This guide distills the core principles of each framework into an actionable, integrated toolkit, empowering you to assess your transformer's health with confidence and precision.
Why rigorous DGA interpretation matters more than ever
The latest global transformer-reliability survey — CIGRE TB 939:2024 (WG A2.62, 66 utilities, 27 countries, 425,294 transformer-years, 1,204 major failures) — adds a sobering operational backdrop to this guide. Across the surveyed population:
- Electrical and dielectric failure modes together account for ~67 % of all major failures (36.3 % electrical + 31.0 % dielectric; TB 939 Table 10, p. 48).
- Windings, bushings and tap changers are the dominant failure locations at 37 %, 25 % and 19 % respectively (TB 939 Figure 26, p. 51). Bushings have roughly doubled their proportional share versus the previous WG A2.37 survey.
- Only ~7 % of failures are currently detected by laboratory DGA or online monitoring combined (3.1 % + 4.0 %; TB 939 Table 15, p. 58). 66.9 % are detected only when the transformer trips on differential protection, Buchholz, over-current or pressure relief (TB 939 §6.3.6, p. 59).
The detection gap is the most actionable finding. Most of the failure modes that dominate TB 939 — partial discharge, arcing, thermal degradation, paper involvement — are exactly what DGA is designed to see before a trip occurs. A structured, standards-integrated workflow is what converts routine DGA data into the pre-trip warnings that survey number implies are still being missed.
1. The Core Philosophy: When Does "Normal" Become "Abnormal"?
The first step in our unified workflow is using a standard to triage the asset's condition and determine the required level of response.

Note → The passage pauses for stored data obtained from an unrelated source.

PR #1470, opened 2024-07-26
Add openSUSE Tumbleweed to the installation instructions

dottorblaster:
:tada: since some days `lychee` is also available as a package into openSUSE Tumbleweed's official repositories! I just felt free to also add it to the README :smile:


mre:
Very cool. Thanks a lot!

Issue #1197, opened 2023-08-04
Lychee trys to parse math equation leading to erroneous error message.


etpalmer63:
For example:

```
$$
[\psi](\mathbf{L}) 
$$
```

Is interpreted as a link and checked, giving an erroneous error message. 

Is there anyway to workaround this?  -- Thank you!

mre:
I'm assuming that's inside a Markdown file?

> Is there anyway to workaround this? -- Thank you!

Well, you can exclude it with `--exclude mathbf` until we fixed the bug.

etpalmer63:
Ah thank you @mre ! I didn't realize the exclude would be that easy so I hadn't even looked yet. Thanks!

HU90m:
The solution to this bug is to support the maths syntax. We wouldn't really want to [work out a spec](https://github.com/raphlinus/pulldown-cmark/pull/733) and add custom parsers atop `pulldown-cmark`, so we are blocked on this being supported upstream.

It looks like there is some interest: https://github.com/raphlinus/pulldown-cmark/pull/622 https://github.com/rust-lang/mdBook/issues/2222 

As this bug has a workaround, I think it would be ok to close this issue with the stance that we will support maths syntax when `pulldown-cmark` does. Of course, discussion can still take place on the closed issue and it can be re-opened by anyone who wishes.

@mre I will leave closing this to you if you agree.

mre:
Good call. Seems like upstream process on this feature is slow, so might not make much sense to hold our breath before it lands. Closing. In case this gets merged in the future, I'd be thankful if someone could reopen the issue.

mre:
Thanks for the notification.

mre:
👋 It got fixed by Hugo.

etpalmer63:
Thank you both for getting this done! 🙏

PR #1473, opened 2024-07-30
Updated pulldown-cmark dependency and fixed maths parsing

HU90m:
Fixes https://github.com/lycheeverse/lychee/issues/1197

In the future, we may want a way in which a user can specify their preferred extensions. This option may be related to https://github.com/lycheeverse/lychee/issues/185#issuecomment-1658581397 , e.g. a github flavoured markdown option.


mre:
This is huge.

It unblocks us, and we can finally update our dependencies and cut a new release.
Thanks, @HU90m!

P.S. I've disabled the Wayback Machine test as it was flaky. We can fix that properly later.

PR #1479, opened 2024-08-06
test: fail when interpreting md footnote as link

mre:
WIP for https://github.com/lycheeverse/lychee/issues/1409.

Accidentally closed #1410 by rebasing on top of master, then pushing mid-rebase and don't have permissions to push there. 😅 So reopening here.

@jan-ferdinand fyi

The underlying issue is still not fixed. Just rebased.
@thomas-zahner let me know if you're still looking into this one.

### DIFF
--- a/lychee-lib/src/extract/markdown.rs
+++ b/lychee-lib/src/extract/markdown.rs
@@ -308,4 +308,12 @@ $$
         let uris = extract_markdown(input, true);
         assert!(uris.is_empty());
     }
+
+    #[test]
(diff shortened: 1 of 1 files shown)


mre:
@thomas-zahner, what do you think? I followed your advice and parsed the plaintext if `link_type` isn't `LinkedType::Inline`. Turned out nicely. Did I miss anything?

mre:
I went ahead and merged this. The tests pass and the changes just extended the existing logic. If we find a bug with it, we can easily fix it in-place.

PR #2170, opened 2026-04-25
ci: fix flaky binstall-check job

mre:
The binstall-check job from #2165 fails for two reasons:

- Unauthenticated api.github.com requests get 403 under contention. Fix by passing GITHUB_TOKEN.
- Release-plz PRs bump the in-tree version to one that is not published yet, so binstall (with --manifest-path .) cannot find a matching release. Drop the flag so binstall resolves the latest published version, and skip the job on release-plz branches as a safety net.

Should unblock #2169 and future release-plz PRs.

### DIFF
--- a/.github/workflows/ci.yml
+++ b/.github/workflows/ci.yml
@@ -70,10 +70,20 @@ jobs:
 
   binstall-check:
     runs-on: ubuntu-latest
+    # Skip on release-plz PRs: those bump the version to one that has not been
+    # published yet, so binstall cannot find a matching release. We still want
+    # PR coverage on regular PRs to catch regressions in the binstall metadata.
+    if: ${{ !startsWith(github.head_ref, 'release-plz-') }}
+    env:
+      # Authenticate against api.github.com to avoid 403 rate-limit failures
+      # when binstall queries GitHub releases.
+      GITHUB_TOKEN: ${{ secrets.GITHUB_TOKEN }}
     steps:
       - uses: actions/checkout@v6
       - uses: cargo-bins/cargo-binstall@main
-      - run: cargo binstall --manifest-path . --strategies crate-meta-data lychee --no-confirm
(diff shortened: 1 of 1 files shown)


katrinafyi (approved):
Thanks for fixing :) 

Yeah, manifest path is needed but it's still an imperfect test. It's installing the latest release archive (which is likely older than master) using the binstall metadata from master.

I don't know if there's a good way around this.. maybe we can try to install a nightly release archive? It would still be 24 hours behind, but it would let us test with the upcoming release binaries.

thomas-zahner:
> Yeah, manifest path is needed but it's still an imperfect test. It's installing the latest release archive (which is likely older than master) using the binstall metadata from master.

I think this is fine. We basically want to lint/test if binstall can parse our metadata. The archive contents are not really that relevant. I found out that it's possible to specify `--git "file:///$(pwd)"` but that also doesn't seem to be really helpful either. 

In other words, I don't think we would detect any more errors if we test against nightly instead of latest release with `--manifest-path .` as the archive contents should contain a valid binary anyways. But maybe I'm missing something.

Going to merge now. If there actually still is an improvement to be made it can be done in a fallow up PR.

katrinafyi:
With testing nightly, the purpose would be to guard against changes in the release archive structure and to catch this before the official release is pushed. But it's not super urgent and there's probably not many more release changes coming up.

thomas-zahner:
With v0.24.2 [the job fails](https://github.com/lycheeverse/lychee/actions/runs/25220870253/job/73952477307) :/ but maybe rightfully so?

Edit: huh, seems to be fixed after [rerunning the job](https://github.com/lycheeverse/lychee/actions/runs/25220870253/job/73968920039) :shrug:

katrinafyi:
It might be using the version from Cargo.toml trying to install the new version before the binaries are uploaded. Just a guess though.

PR #2171, opened 2026-04-25
readme: add text fragments to features table, other tweaks

katrinafyi:
I wanted to add the new text fragments feature because I think it's a real distinguishing feature (thanks @cristiklein!).

While doing this, I also made some changes which should promote the information which people want to see (and better show off lychee).

- Move Github actions section much earlier, since it's probably a very common use case.
- Hide feature flag information in a details block.
- Mention cargo binstall in pre-build binaries section.
- Add subheadings in the feature table.
- Reorder and group feature table using these subheadings.
- Hyperlinks some :heavy_check_mark: marks to lychee CLI arguments. I remember there was an issue that said they thought fragment checking was enabled by default because of the :heavy_check_mark:.

Uhh let me know what you think. I can slice and subtract things from this PR if you think they're too much.

See here for the rendered readme: https://github.com/rina-forks/lychee/tree/readme-text-frags#features

### DIFF
--- a/README.md
+++ b/README.md
@@ -205,7 +205,8 @@ outdated information.
 | Basic Auth           | ![yes]  | ![no]         | ![no]    | ![yes]                | ![no]        | ![yes]               | ![no]                 | ![no]  |
 | Custom user agent    | ![yes]  | ![no]         | ![no]    | ![yes]                | ![no]        | ![yes]               | ![no]                 | ![no]  |
 | Relative URLs        | ![yes]  | ![yes]        | ![no]    | ![yes]                | ![yes]       | ![yes]               | ![yes]                | ![yes] |
-| Anchors/Fragments    | ![yes]  | ![no]         | ![no]    | ![no]                 | ![no]        | ![yes]               | ![yes]                | ![no]  |
+| [URL anchor fragments]| ![yes] | ![no]         | ![no]    | ![no]                 | ![no]        | ![yes]               | ![yes]                | ![no]  |
+| [URL text fragments] | ![yes]  | ![no]         | ![no]    | ![no]                 | ![no]        | ![no]                | ![no]                 | ![no]  |
 | Include patterns     | ![yes]️  | ![yes]        | ![no]    | ![yes]                | ![no]        | ![no]                | ![no]                 | ![no]  |
 | Exclude patterns     | ![yes]  | ![no]         | ![yes]   | ![yes]                | ![yes]       | ![yes]               | ![yes]                | ![yes] |
 | Handle redirects     | ![yes]  | ![yes]        | ![yes]   | ![yes]                | ![yes]       | ![yes]               | ![yes]                | ![yes] |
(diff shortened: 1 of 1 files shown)


cristiklein (approved):
I'm obviously biased, but I like this change. I assume that most people bumping into the README file are users and not developers, so getting quicker to usage is positive.

Nit-pick: The latest documentation for [include-fragments](https://lychee.cli.rs/guides/cli/#--include-fragments) is not deployed yet. Until then, clicking on the checkmarks might be a bit confusing.

README.md
```diff
@@ -233,15 +254,28 @@ outdated information.
...
+[7]: https://lychee.cli.rs/guides/cli/#-e---exclude-all-private
+
 [yes]: ./assets/yes.svg
 [no]: ./assets/no.svg
 [maybe]: ./assets/maybe.svg
+
 [custom headers]: https://github.com/rust-lang/crates.io/issues/788
 [filter status code]: https://github.com/tcort/markdown-link-check/issues/94
 [skip private domains]: https://github.com/appscodelabs/liche/blob/a5102b0bf90203b467a4f3b4597d22cd83d94f99/url_checker.go
 [use as library]: https://github.com/raviqqe/liche/issues/13
```
thomas-zahner: Noticed that the link currently doesn't seem to make much sense. Do you agree with my suggestion?

```suggestion
[use as library]: https://docs.rs/lychee-lib/latest/lychee_lib/
```

README.md
```diff
@@ -233,15 +254,28 @@ outdated information.
...
+[6]: https://lychee.cli.rs/guides/cli/#--include-mail
+[7]: https://lychee.cli.rs/guides/cli/#-e---exclude-all-private
+
 [yes]: ./assets/yes.svg
 [no]: ./assets/no.svg
 [maybe]: ./assets/maybe.svg
+
 [custom headers]: https://github.com/rust-lang/crates.io/issues/788
 [filter status code]: https://github.com/tcort/markdown-link-check/issues/94
 [skip private domains]: https://github.com/appscodelabs/liche/blob/a5102b0bf90203b467a4f3b4597d22cd83d94f99/url_checker.go
```
thomas-zahner: Seems to be unused.

```suggestion
```

README.md
```diff
@@ -233,15 +254,28 @@ outdated information.
...
+[5]: https://lychee.cli.rs/guides/cli/#-x---method
+[6]: https://lychee.cli.rs/guides/cli/#--include-mail
+[7]: https://lychee.cli.rs/guides/cli/#-e---exclude-all-private
+
 [yes]: ./assets/yes.svg
 [no]: ./assets/no.svg
 [maybe]: ./assets/maybe.svg
+
 [custom headers]: https://github.com/rust-lang/crates.io/issues/788
 [filter status code]: https://github.com/tcort/markdown-link-check/issues/94
```
thomas-zahner: These two are rather unhelpful / confusing I think. Could we update them to point to our docs and move them to the lychee column as you did with the other 7 flags?

thomas-zahner (changes requested):
Thank you 🚀
I love the `* May need configuration` info :)

I agree with all your changes but noticed some inconsistencies with old links in the feature table. Could you adjust these?

README.md
katrinafyi: Indeed, I've updated them to point to the lychee docs website. For these ones, I linked to the guide pages rather than the CLI options since the guide pages might be a bit friendlier. What do you think about this or should it be CLI options for consistency?

thomas-zahner: No that's great. It does seem more informative and useful to link to the dedicated documentation parts.

thomas-zahner (approved):

katrinafyi:
Thanks for the review @thomas-zahner ! We should also merge https://github.com/lycheeverse/lycheeverse.github.io/pull/152 to get the new `--include-fragments` docs.

thomas-zahner:
Oh right, thanks for reminding :)

PR #2182, opened 2026-05-02
ci: move binstall-check to on release and use `/nightly/` URL

katrinafyi:
running in the release-binary workflow and after the build-release step means that the release binaries will always be available when the binstall check runs.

A fundamental difference between the standards lies in how they define the transition from normal operation to a potential fault, which directly impacts when an alarm is raised.

IEC 60599 and CIGRE TB 771
These frameworks are built on the concept of "typical values," which are derived from the 90th percentile of gas concentrations found in large DGA databases. Gas formation below this 90th percentile threshold is considered a "stress" or "normal gas formation." When a gas concentration exceeds this single typical value, it indicates a "fault" that warrants further investigation.
Crucially, CIGRE TB 771 builds on this by defining further concentration levels above 'Typical,' including 'Intermediate 1,' 'Intermediate 2,' and 'Pre-failure (PF)'. This provides a more nuanced scale for assessing fault severity, even if it doesn't have the explicit action-oriented 'Status' levels of the IEEE guide.
IEEE C57.104-2019
The IEEE guide uses a tiered system known as "DGA Status" to classify results, providing a staged approach to escalating responses:
- DGA Status 1: All dissolved gas concentrations are below their respective 90th percentile norms (from Table 1 of the standard). This is a normal operating condition.
- DGA Status 2: At least one gas concentration is between the 90th and 95th percentile norms. This signals a need for increased surveillance, such as more frequent sampling.
- DGA Status 3: At least one gas exceeds its 95th percentile norm. This status requires a comprehensive fault identification and transformer assessment process.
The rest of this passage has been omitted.